I am not an “angel” when it comes to eating.  I do indulge in some dark chocolate after meals each weekend and I do taste non-low carb treats like pizza and cake. After all, this is not a diet, but a lifestyle and to be a lifestyle, it has to be sustainable.  The question for me is the same as for anyone: “how much” and “how often”.

Was it difficult? No. It really wasn’t…isn’t.

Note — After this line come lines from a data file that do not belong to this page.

PR #4700, opened 2021-08-27
Test case will fail on Linux with SelfHost service mode

ZhaodongTian:
The value for ServiceUri_PropertyName with IIS host  contains serivce name

### DIFF
--- a/src/System.Private.ServiceModel/tests/Scenarios/Security/TransportSecurity/Negotiate/NegotiateStream_Http_Tests.4.1.0.cs
+++ b/src/System.Private.ServiceModel/tests/Scenarios/Security/TransportSecurity/Negotiate/NegotiateStream_Http_Tests.4.1.0.cs
@@ -74,24 +74,40 @@ public class NegotiateStream_Http_Tests : ConditionalWcfTest
             BasicHttpBinding binding = new BasicHttpBinding(BasicHttpSecurityMode.Transport);
             binding.Security.Transport.ClientCredentialType = HttpClientCredentialType.Windows;
             string spn = GetSPN().ToLowerInvariant().Replace("host", "HTTP");
-
-#if NETCOREAPP3_1
             factory = new ChannelFactory<IWcfService>(
                 binding,
                 new EndpointAddress(Endpoints.Https_WindowsAuth_Address));
-#else
-            factory = new ChannelFactory<IWcfService>(
-                binding,
-                new EndpointAddress(new Uri(Endpoints.Https_WindowsAuth_Address), new SpnEndpointIdentity(spn)));
-#endif
-            serviceProxy = factory.CreateChannel();
 
+            serviceProxy = factory.CreateChannel();
+#if NET5_0
+            if (TestProperties.GetProperty(TestProperties.ServiceUri_PropertyName).Contains("/")) //iis-host service uri
+            {
+                // *** EXECUTE *** \\
+                string result = serviceProxy.Echo(testString);
+
+                // *** VALIDATE *** \\
+                Assert.Equal(testString, result);
+            }
+            else //selfhost uri
+            {
+                try
+                {
+                    // *** EXECUTE *** \\
+                    string result = serviceProxy.Echo(testString);
+                    Assert.Null(result); //known issue: on net5.0 with non-standard port will throw excepiton
+                }
+                catch (System.ServiceModel.ProtocolException ex)
+                {
+                    Assert.Contains("(400) Bad Request", ex.Message);
+                }
+            }
+#else
             // *** EXECUTE *** \\
             string result = serviceProxy.Echo(testString);
 
             // *** VALIDATE *** \\
             Assert.Equal(testString, result);
-
+#endif
             // *** CLEANUP *** \\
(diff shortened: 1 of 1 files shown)


src/System.Private.ServiceModel/tests/Scenarios/Security/TransportSecurity/Negotiate/NegotiateStream_Http_Tests.4.1.0.cs
```diff
@@ -112,11 +119,11 @@ public static void NegotiateStream_Http_AmbientCredentialsForNet50()
             // *** SETUP *** \\
             BasicHttpBinding binding = new BasicHttpBinding(BasicHttpSecurityMode.Transport);
             binding.Security.Transport.ClientCredentialType = HttpClientCredentialType.Windows;
-            string host = TestProperties.GetProperty(TestProperties.ServiceUri_PropertyName);
+            string spn = GetSPN().ToLowerInvariant().Replace("host", "HTTP");
 
             factory = new ChannelFactory<IWcfService>(
                 binding,
-                new EndpointAddress(new Uri(Endpoints.Https_WindowsAuth_Address), new SpnEndpointIdentity($"HTTP/{host}")));
+                new EndpointAddress(new Uri(Endpoints.Https_WindowsAuth_Address), new SpnEndpointIdentity(spn)));
```
HongGit, line 126: Does this part of code always execute for net5.0?  Why not if 3.1 or else 5.0?

ZhaodongTian: > Does this part of code always execute for net5.0? Why not if 3.1 or else 5.0?

Under 3.1, test case used the default SPN,  5.0 and 6.0 used the new created SPN

afifi-ins: Could we use the if condition for targeting .NET 5.0 only? The reason is .NET 6.0 will be following .NET 3.1 behavior, which doesn't use the port number by default. I validated the test against a .NET 6.0 nightly build and it works fine (similar to .NET 3.1). 
Also, there will be back porting to .NET 5.0 as a servicing fix. Here’s the link for reference: https://github.com/dotnet/runtime/issues/51701#issuecomment-902636271

afifi-ins: Another thing just FYI, .NET 6.0 introduced a new environment variable switch to control the SPN port behavior, System.Net.Http.UsePortInSpn or DOTNET_SYSTEM_NET_HTTP_USEPORTINSPN, which would allow flexible switch between .NET 5.0 and .NET 6.0 behavior. We might consider adding a test for this switch as well.

ZhaodongTian: The sdk version in [global.json](https://github.com/dotnet/wcf/blob/8e18e27cd563d0bf9f084c671f8e8ce7374eb30d/global.json#L3) is lower , if we changed it follow afifi's suggestion, it will be failed , @HongGit any plan to update global.json?

HongGit: I agree with @afifi-ins to add a case for the config switch.  
Per my understanding, global.json  is used at build time, the fix is for runtime, correct?

HongGit: I think the other benefit to fix this as suggested will make it easier to read for the future.  Please add more comments with explanation regarding the intend for maintainability!

HongGit (changes requested):

src/System.Private.ServiceModel/tests/Scenarios/Security/TransportSecurity/Negotiate/NegotiateStream_Http_Tests.4.1.0.cs
```diff
@@ -73,10 +73,17 @@ public static void NegotiateStream_Http_AmbientCredentials()
...
 
+#if NETCOREAPP3_1
             factory = new ChannelFactory<IWcfService>(
                 binding,
                 new EndpointAddress(Endpoints.Https_WindowsAuth_Address));
+#else
+            factory = new ChannelFactory<IWcfService>(
+                binding,
+                new EndpointAddress(new Uri(Endpoints.Https_WindowsAuth_Address), new SpnEndpointIdentity(spn)));
+#endif
```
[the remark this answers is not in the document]
mconnew: It's only an issue if running on a non-standard port.

HongGit:
@ZhaodongTian this PR probably also need to be rebased.  Please rebase the PR, and re-submit appropriately!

I eat real, whole food that can be as simple or complicated as I feel like preparing. It can be some store-bought BBQ chicken and a boxed salad or moussaka from scratch (which is what I’m making for dinner, tonight). I eat animal-based sometimes, plant-based other times, I eat nuts and seeds, fish, poultry of all types and a wide range of vegetables and some fruit and I include some “starchy” vegetables like winter squash and yam from time-to-time. I eat dairy such as cheese and plain Greek yogurt and I occasionally eat eggs (I am not a big “egg person”!). I eat grass-fed beef when I get it and supermarket meat, pastured chicken and the one that goes on sale when I’m picking up staples. My butter is regular, local and unsalted (not fancy imported butter) and I don’t slather it on everything.  It is just one of my fat choices along with really good olive oil and other pressed oils such as avocado oil and the occasional macadamia nut oil. If I’m craving a really good pizza, I make my Crispy Keto Pizza which is 85% the texture of a yeasty flour-based pizza. If I feel like one that’s a little less rich, I make my Crispy Cauliflower Pizza (see Recipe tab).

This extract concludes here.